Frente a esto, la inscripción de
un sujeto histórico, crítico,
aparece como una posición de rebeldía,
de resistencia. Así sentimos que
la identidad ocupa un espacio de resistencia,
y eso no es literario. Con cada chico
que aparece, con cada chico que va a preguntar
¿quién soy?, asoma un pedazo
de historia que ese chico decide poner
en tela de juicio.
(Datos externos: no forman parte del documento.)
PR #881, opened 2018-10-01
Use builtin zlib in py3

flaviut:
Done by disabling building zlib extension in py3, and falling back to
py's zlib when calibre's zlib extension fails to load.

However, I can't see much point in calibre shipping it's own zlib2 module, in either py2 or py3:

With calibre's zlib2:

```console
$ python2 -m timeit -s  'import test; f = open("./rand", "rb")' -n 2 'list(test.compress_readable_output(f))'
2 loops, best of 3: 1.39 sec per loop
```

With python's zlib2:

```console
$ python3 -m timeit -s  'import test; f = open("./rand", "rb")' -n 2 'list(test.compress_readable_output(f))'
2 loops, best of 5: 1.39 sec per loop
$ python2 -m timeit -s  'import test; f = open("./rand", "rb")' -n 2 'list(test.compress_readable_output(f))'
2 loops, best of 3: 1.4 sec per loop
```

test.py:

```python
import struct
#import zlib2 as zlib
import zlib
from io import DEFAULT_BUFFER_SIZE
def gzip_prefix():
    # See http://www.gzip.org/zlib/rfc-gzip.html
    return b''.join((
        b'\x1f\x8b',       # ID1 and ID2: gzip marker
        b'\x08',           # CM: compression method
        b'\x00',           # FLG: none set
        # MTIME: 4 bytes, set to zero so as not to leak timezone information
        b'\0\0\0\0',
        b'\x02',           # XFL: max compression, slowest algo
        b'\xff',           # OS: unknown
    ))

def compress_readable_output(src_file, compress_level=6):
    crc = zlib.crc32(b"")
    size = 0
    zobj = zlib.compressobj(compress_level,
                            zlib.DEFLATED, -zlib.MAX_WBITS,
                            zlib.DEF_MEM_LEVEL, zlib.Z_DEFAULT_STRATEGY)
    prefix_written = False
    while True:
        data = src_file.read(DEFAULT_BUFFER_SIZE)
        if not data:
            break
        size += len(data)
        crc = zlib.crc32(data, crc)
        data = zobj.compress(data)
        if not prefix_written:
            prefix_written = True
            data = gzip_prefix() + data
        yield data
    yield zobj.flush() + struct.pack(b"<L", crc & 0xfffff
```

`./rand` is 256MiB of random data.

Unless there's something I'm missing, I propose rejecting this PR and instead deleting `zlib2.c`. I'd be happy to make a PR for that too.

### DIFF
--- a/setup/extensions.json
+++ b/setup/extensions.json
@@ -31,7 +31,8 @@
         "inc_dirs": "!zlib_inc_dirs",
         "lib_dirs": "!zlib_lib_dirs",
         "libraries": "z",
-        "windows_libraries": "zlib"
+        "windows_libraries": "zlib",
+        "needs_py2": true
     },
     {
         "name": "certgen",
--- a/src/calibre/srv/http_response.py
+++ b/src/calibre/srv/http_response.py
@@ -12,9 +12,8 @@ from io import BytesIO, DEFAULT_BUFFER_SIZE
 from itertools import chain, repeat, izip_longest
 from operator import itemgetter
 from functools import wraps
-from polyglot.builtins import map
 
-from polyglot.builtins import reraise
+from polyglot.builtins import reraise, map, is_py3
 
 from calibre import guess_type, force_unicode
 from calibre.constants import __version__, plugins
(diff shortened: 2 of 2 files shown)


kovidgoyal:
If you use git blame on the file where it was used, you will see why calibre ships its own: https://github.com/kovidgoyal/calibre/commit/83151cc1f07d9bc070da3a65ac463771a1479ea6

flaviut:
> If you use git blame on the file where it was used, you will see why calibre ships its own: 83151cc

I did take a look, but I guess I didn't fully understand what was going on. Using memoryviews does appear to be faster:

```console
$ python3 -m timeit -s  'import test; f = test.ReadOnlyFileBuffer(open("./rand", "rb").read())' -n 2 'list(test.compress_readable_output(f))'
2 loops, best of 5: 1.37 sec per loop
$ python2 -m timeit -s  'import test; f = test.ReadOnlyFileBuffer(open("./rand", "rb").read())' -n 2 'list(test.compress_readable_output(f))'
  File "/usr/lib/python2.7/timeit.py", line 322, in main
    r = t.repeat(repeat, number)
  File "/usr/lib/python2.7/timeit.py", line 230, in repeat
    t = self.timeit(number)
  File "/usr/lib/python2.7/timeit.py", line 202, in timeit
    timing = self.inner(it, self.timer)
  File "<timeit-src>", line 6, in inner
    list(test.compress_readable_output(f))
  File "./test.py", line 67, in compress_readable_output
    crc = zlib.crc32(data, crc)
TypeError: crc32() argument 1 must be string or read-only buffer, not memoryview
```

> Regarding this PR, I'd prefer it if we used ispy3 explictly and imported thebuiltin zlib module in that case and used the bundled one otherwise.
I've updated the PR to do this

PR #891, opened 2018-10-12
Convert html to py3

flaviut:
I haven't been able to test this in py3 because this module depends pretty closely on other calibre internals. `Tag()` and the attributes do seem to work fine though.


kovidgoyal:
just a heds up, I will likely be working on the two CHM related extensions in the near future, because of https://bugs.launchpad.net/bugs/1796889

so skip porting those two until all the other extensions have been ported.

kovidgoyal:
I have fixed the chm bug (which was caused by the code porting chm.py to python 3), here: https://github.com/kovidgoyal/calibre/commit/d517a8eb4fc8e0ddd74df9d871096eb3be87e341

PR #905, opened 2018-11-25
Build tokenizer on py3

flaviut:
- The actual unicode manipulation wasn't converted to the new 3.3+
style, since it would lead to lots of ifdefs and become quite ugly. This
can be done when py2 support is dropped. The drawbacks will be
temporary slower code (there will be extra copying required).
- The CLEANUP() macro is also used more extensively to avoid redundant
code

I also used my IDE's formatting tools to add some newlines and make things a little easier to read. If you'd like, I'd be happy to revert these changes. You can ignore the whitespace changes in the github diff by appending `?w=1` to the url.

### DIFF
--- a/.gitignore
+++ b/.gitignore
@@ -52,3 +52,4 @@ recipes/debug
 /.metadata/
 .idea
 /*env*/
+cmake-build-*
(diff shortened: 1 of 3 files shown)


kovidgoyal:
seems to be segfaulting somewhere between lines 380 and 395 in setup.resources.py

flaviut:
Yup, I noticed that and then got caught up in some other tasks. I'll ping you once I've fixed it.

flaviut:
@kovidgoyal should be fixed now, just have to wait for CI to run.

kovidgoyal:
I have ported all the code to be py2/py3 compatible. Didn't require that many defines.I haven't tested the py3 version.

PR #908, opened 2018-12-10
Update ICU to py3

flaviut:


flaviut:
What's the rationale in doing

```c
#if PY_MAJOR_VERSION < 3
    temp = PyInt_FromLong((long)input_buf[i]);
#else
    temp = PyLong_FromLong((long)input_buf[i]);
#endif
```

instead of

```c
temp = PyLong_FromLong((long)input_buf[i]);
```

?

kovidgoyal:
ints take less space to store. No reson to cause a performancce
regression (however minor) just to avoid an ifdef.

PR #1740, opened 2022-09-18
Enhancement #1989813: Option to quickly select filtered tag browser …

cbhaley:
…categories

Done using a new Virtual Field, in_tag_browser that is searchable using 'in_tag_browser:true' (or false or ...).

The feature is discoverable through a new menu item in Configure tag browser: Filter book lists. This menu item can be 'clicked' using a shortcut key.


cbhaley:
Pushed fixes for failing legacy tests

PR #1744, opened 2022-09-23
Use smooth scroll in viewer on mouse wheel scroll

yutotakano:
## Summary

Currently, the calibre viewer has smooth scrolling if you press the Up/Down keyboard keys, but not if you scroll using your mouse wheel. This is regardless of the orientation of the text. This PR attempts to use the same smooth animating system as keyboard press for mouse wheel events. This was previously requested [here](https://www.mobileread.com/forums/showthread.php?t=238177).

## Implementation

Instead of calling `scroll_by_in_block_direction` on mouse scroll, we now call into the ScrollAnimator class that is used already by the Up/Down keyboard shortcuts. To specify how much we want to scroll by, a new argument was added to `scroll_animator.start()`.

Furthermore, `scroll_by_and_check_next_page` checks whether the scroll resulted in a chapter flip. Unfortunately we can't use the same function anymore since by using ScrollAnimator, we lose access to calling arbitrary checks upon finishing the scroll. Fortunately though, ScrollAnimator already checks whether we need to move to the next/previous spine item, so we can remove the need to call `scroll_by_and_check_next_page`!

## Tested

Tested scrolling with keyboard and mouse on one vertical and horizontal book each.

### DIFF
--- a/src/pyj/read_book/flow_mode.pyj
+++ b/src/pyj/read_book/flow_mode.pyj
@@ -151,7 +151,15 @@ def flow_onwheel(evt):
     if Math.abs(di) >= 1:
         scroll_viewport.scroll_by_in_inline_direction(di)
     if Math.abs(db) >= 1:
-        scroll_by_and_check_next_page(db)
+        # Scroll in the direction of the block.
+        # The sign of db determines whether to scroll up or down, however
+        # scroll_animator expects a separate argument to specify this. This
+        # argument is also used for determining whether to go to the next or
+        # previous spine item at the ends, so it's important to set them correctly.
+        if db < 0:
+            scroll_animator.start(DIRECTION.Up, False, -db)
+        else:
+            scroll_animator.start(DIRECTION.Down, False, db)
 
 @check_for_scroll_end
 def goto_boundary(dir):
@@ -189,7 +197,7 @@ def is_auto_scroll_active():
 
 
 def start_autoscroll():
-    scroll_animator.start(DIRECTION.Down, True)
+    scroll_animator.start(DIRECTION.Down, True, line_height())
 
 
 def toggle_autoscroll():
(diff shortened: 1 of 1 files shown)


kovidgoyal:
This makes scrolling with a touchpad much worse, as noted in the original MR thread. If you want to do this, it should only be done for DOM_DELTA_LINE. And possibly even then have an option to turn it off/on in the scrolling behavior section of the viewer preferences.

yutotakano:
Ouch, I hadn't tested with a touchpad. I'll look into adding a config option as you say, and likely limit it to _LINE only. May I ask why you think smooth scroll shouldn't be used with DOM_DELTA_PAGE? Presumably, that can also benefit from smooth scroll.

kovidgoyal:
What would page based smooth scrolling look like? You want to animate
the page transition? You certainly cant turn pages continuously, since
you have to give the user time to read the page.

yutotakano:
I've tested and researched a bit more and it seems that both my mouse and trackpad emit a DOM_DELTA_PIXEL, and in fact, based on some reading, it seems Chromium (which is underneath QtWebEngine) will *always* emit either a calculated DOM_DELTA_PIXEL or a DOM_DELTA_PAGE regardless of how the OS is configured to send scroll events ([Chromium source code for wheel event](https://github.com/chromium/chromium/blob/main/third_party/blink/renderer/core/events/wheel_event.cc) & [discussion on Mozilla about how they are the only browser using DOM_DELTA_LINE](https://bugzilla.mozilla.org/show_bug.cgi?id=1392460)). 

There is no way to detect whether a mouse or trackpad is being used at all.

We can have an option to enable smooth scroll on all possible DELTA modes (and mouse users can opt-in to this), but I feel it might be better to abandon this PR.

kovidgoyal:
OK closing

PR #1747, opened 2022-10-01
Accessibility enhancement: add an option to Prefs / Look & feel / …

cbhaley:
…Main interface to open the book list column context menu with Alt+Up arrow. Default: False


cbhaley:
Kovid, I have a version that uses actions and thus user-settable shortcuts etc.
If you would rather have that then the implementation in this PR, cancel this PR and I will resubmit.

cbhaley:
It also lets the user put the option on the tool bars, etc.

cbhaley:
Thinking about it, the new implementation really is better. I am closing this PR and will resubmit.

PR #1749, opened 2022-10-03
More accessibility changes related to the book list header context menu:

cbhaley:
1) add a dialog to set the width without using the mouse.
2) Change the name from "Book list context menu" to "Book list header menu" to avoid confusion with the context menu on book list cells.


cbhaley:
I picked QGridLayout because QFormLayout doesn't align the buttons, making them look strange. Oh well...

kovidgoyal:
Here you go: 
https://github.com/kovidgoyal/calibre/commit/cdcc20228c0c5e31ac58720e2d6351e10cd0ff56

cbhaley:
That is a clever solution. Thanks,

PR #1751, opened 2022-10-03
Changes to the column width dialog suggested in …

cbhaley:
…https://www.mobileread.com/forums/showthread.php?t=349471

- Put all the resize actions in the dialog.
- Moved menu lines around to make more sense (to me)
- Added some tooltips

BTW: your "addRow()" worked perfectly when given a button as its only argument. :)


cbhaley:
Apparently un_pogaz submitted the same files.

cbhaley:
Sorry, he submitted a different icon, a replacement for the "mouse" used for the context icon.

PR #1752, opened 2022-10-04
Bug #1991571: 'Clear' button on short longtext columns. Changed look …

cbhaley:
…to be like the other widgets.

### DIFF
--- a/src/calibre/gui2/custom_column_widgets.py
+++ b/src/calibre/gui2/custom_column_widgets.py
@@ -138,10 +138,11 @@ class Base:
 class SimpleText(Base):
 
     def setup_ui(self, parent):
-        self.editor = QLineEdit(parent)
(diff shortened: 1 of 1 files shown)


kovidgoyal:
Merged, however, I notice custom series fields dont have a clear button
either.

kovidgoyal:
Sorry, meant to say series index

cbhaley:
That too was intentional. I don't know what it means to clear the series_index. It iis a SpinBox that sn't allowed to be empty. A clear could set it to zero I suppose.

kovidgoyal:
I dont much care, though if you do implement it, it should set to 1 I
think as that is the default series index value.

cbhaley:
I am not going to do it. Two reasons. 1) The code isn't set up to deal with toolbuttons on the second line of 2-line widgets. Significant work (and risk) is required for something I think is minor. 2) The clear button on the Series clears the series_index setting it to 1.0.

PR #1755, opened 2022-10-10
fix: book cover access without authentication in srv/content

panaC:
When browsing an opds feed, an image cannot be protected. I created a dedicated route for the cover with auth_required=False

Useful for thorium-reader on browsing the calibre opds feed

### DIFF
--- a/src/calibre/srv/content.py
+++ b/src/calibre/srv/content.py
@@ -288,6 +288,21 @@ def icon(ctx, rd, which):
         ans.seek(0)
         return ans
 
+@endpoint('/cover/{book_id}/{library_id=None}', auth_required=False, android_workaround=True)
+def getCover(ctx, rd, book_id, library_id):
+    book_id, rest = book_id.partition('_')[::2]
+    try:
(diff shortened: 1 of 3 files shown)


kovidgoyal:
That would leak information about what books are in the library to
un-authenticated users. I dont follow why the book covers cannot be
protected by authentication, if the feed itself is protected.

panaC:
How can I display the image in the webview if this image is protected by digest authentication ? 

An API authenticate the xml/json data but not its medias. If you want to protect media content it must be signed.

kovidgoyal:
Pass the authentication data to the webview. And the problem is not
protecting the integrity of the data, the problem is not exposing what
books are in your library over the network.

panaC:
Please tell me how to pass the authentication data to the webview with the webapi ? Do you have the reference in MDN ?

kovidgoyal:
I have no idea what webview you are referring to. The content server is
absolutely not going to leak book covers to unauthenticated users.

PR #1756, opened 2022-10-10
Python templates, as discussed at length in …

cbhaley:
…https://www.mobileread.com/forums/showthread.php?t=349525.

I think this is stable, usable, and very close to finished, but I will probably need to react fo feedback, especially yours. :)


cbhaley:
I pushed a fix for the failing test

cbhaley:
Pushed some changes from un_pogaz.

cbhaley:
Added a few tests for python templates

cbhaley:
un_pogaz pushed a few more changes to the syntax highlighter

cbhaley:
Added another test -- calling a stored python template from a GPM template

kovidgoyal:
I havemerged, looks OK to me. One suggestion I have (which may already
have been discussed, I have not read the full thread on MR) is make the
python function signature

def evaluate(book, ctx):
   ...

Where ctx is an object that carries the db, globals etc as attributes.
Its simpler for users and more easily extensible in the future than
using **kwargs.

Se repara, aparece
un pedazo de tela para reparar un agujero,
un trozo de historia.
-La historia actual muestra que se han
producido nuevas pérdidas de identidades,
si pensamos en hombres y mujeres que han
perdido sus casas, sus empleos....
-Se nos borró la memoria industrial
a los argentinos. Este era un país
con posibilidades de tener una industria
propia, con capacidad para tener economía
y cultura regional.
-¿Cómo se ubica el teatro
frente a esta realidad?
-El teatro ha dado muestras de ser un
espacio que continuamente está
promoviendo la alternativa de reflexionar
acerca de todos estos problemas y no solamente
la alternativa de reflexionar, sino de
accionar. El mayor ejemplo fue Teatro
Abierto, una respuesta a la dictadura,
a la opresión que se vivía
en tiempos del proceso militar. Luego
de eso no hay una manifestación
puntual que indique que el teatro se rebela
y se muestra, pero hubo intentos de todo
tipo dentro del teatro por reagruparse
y volver a darle como un sentido al oficio.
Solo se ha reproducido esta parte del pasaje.